In the early days of my free-speech battles in Canada, my friend Ezra Levant used a particular word to me: “de-normalize”. Our enemies didn’t particularly care whether they won in court. Whatever the verdict, they’d succeed in “de-normalizing” us — that’s to say, putting us beyond the pale of polite society and mainstream culture. “De-normalizing” is the business GLAAD and the other enforcers are in. You’ll recall Paula Deen’s accuser eventually lost in court — but the verdict came too late for Ms Deen’s book deal, and TV show, and endorsement contracts.
Up north, Ezra and I decided that, if they were going to “de-normalize” us, we’d “de-normalize” them. So we pushed back, and got the entire racket discredited and, eventually, the law repealed.
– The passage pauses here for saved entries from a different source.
Issue #3003, opened 2023-01-22
Changing the definition of proper substitution


benjub:
I would like to change the definition of proper substitution https://us.metamath.org/mpeuni/df-sb.html to the definition https://us.metamath.org/mpeuni/df-ssb.html.  Not right now, since there is still some work to do in my mathbox, but I'm posting now to give a heads up and hear opinions.  The main motivation is to allow a finer study of dependencies on the object-redundant axioms ax-10, ..., ax-13.

Of course, these two definitions are equivalent over {ax-mp, ax-gen, ax-1, ..., ax-13}, but they are not equivalent over {ax-mp, ax-gen, ax-1, ..., ax-7} (of course, axioms ax-8, ax-9 do not play any role here).  If one is in {ax-mp, ax-gen, ax-1, ..., ax-7}, then df-ssb is closer to our conception of proper substitution than df-sb, as show the more elementary theorems following df-ssb in my mathbox, e.g. https://us.metamath.org/mpeuni/bj-ssbim.html, https://us.metamath.org/mpeuni/bj-alsb.html, https://us.metamath.org/mpeuni/bj-ssbequ.html among many others (whereas their counterparts using df-sb require extra axioms among ax-10, ..., ax-13).  There are further comments on the df-ssb page.

This definition change is in the same spirit as the definition change for the nonfreeness predicate https://us.metamath.org/mpeuni/df-nf.html. It accompanies the ongoing effort to reduce axiom dependencies, with many contributors: lately, mainly Wolf and I, but this was already the case with Norm and others since long before I even knew Metamath.  I found that post on the discussion group about df-nf: https://groups.google.com/g/metamath/c/Ovxv2aXJOIM and among the latest PRs related to this are @wlammen's #2997 and #2989 (see also the discussions at #2977 and #2719).  There are also many theorems avoiding ax-13 in my mathbox.

digama0:
This is already the definition I use in MM0: https://github.com/digama0/mm0/blob/45e06c7f95293e974bebd66350c9c45ca304a9a3/examples/peano.mm0#L107-L113 . (This is necessary since you can't play the same tricks with bundling which presumably correspond to using additional axioms in set.mm.) So you won't hear any complaints from me.

david-a-wheeler:
@benjub - that plan makes sense. I would ask that you prove that the new definition is equivalent to the old one for {ax-mp, ax-gen, ax-1, ..., ax-13}. I suspect you were already going to do that :-).

[...]

PR #3009, opened 2023-01-28
reorder more theorems in the ax-12 section

wlammen:


benjub (approved):

benjub:
I guess you're doing this in anticipation of the change #3003, so thanks for this. That definition change may affect some axiom usages, so hopefully there won't be too much need to do some re-work.

By the way: https://us.metamath.org/mpeuni/exsb.html does not require ax-13, so can you move it to the previous section, where you see fit ? (**edit:** probably in another PR to ease reviewing)

wlammen:
you can see the effects easier if the theorems are ordered by axiom usage, that's right.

It’s rough stuff, and exhausting, but the alternative is to let the control-freaks shrivel the bounds of public discourse remorselessly so that soon enough you lack even the words to mount an opposing argument. As this commenter to Mr Steorts noted, the point about unearthing two “derogatory” “puerile” yet weirdly prescient gags is that, pace Marx, these days comedy repeats as tragedy.
I am sorry my editor at NR does not grasp the stakes. Indeed, he seems inclined to “normalize” what GLAAD is doing. But, if he truly finds my “derogatory language” offensive, I’d rather he just indefinitely suspend me than twist himself into a soggy pretzel of ambivalent inertia trying to avoid the central point — that a society where lives are ruined over an aside because some identity-group don decides it must be so is ugly and profoundly illiberal.
We live by faith. We see the virgin birth as miraculous: not a preemie, nor the result of heavy petting gone wrong. But as it was written: a woman who had never known a man with child by the work of God. We should see that Joseph was also guided by the spirit, to wed Mary, to take on board the stigma and shame of her pregnancy, and to raise and provide for Jesus, the Christ. We accept there are miracles.
We may know that the sound of hooves generally means there are horses around, but that it may, very rarely, be a zebra. (Reverse this, of course, if you live in Africa). We accept there can be miracles, adn that God can intervene, even in the most hopeless situations.
But the left not only deny the existence of zebras, but de-normalize the word. They could not accept the reasons why Joseph or Mary did what they did — because of a dream? Because God told them to? Instead they want everything neatly tied in boxes that fit into their ideology, or tidily swept away.
Trouble is, humans are like that, and neither is God. The map is not the land, the ideology merely models the structure of society, and the facts on the ground always trump theory.
And when a true miracle occurs, we should rejoice. At Christmas we remember the greatest of these, far more than who made the most tasty morsels.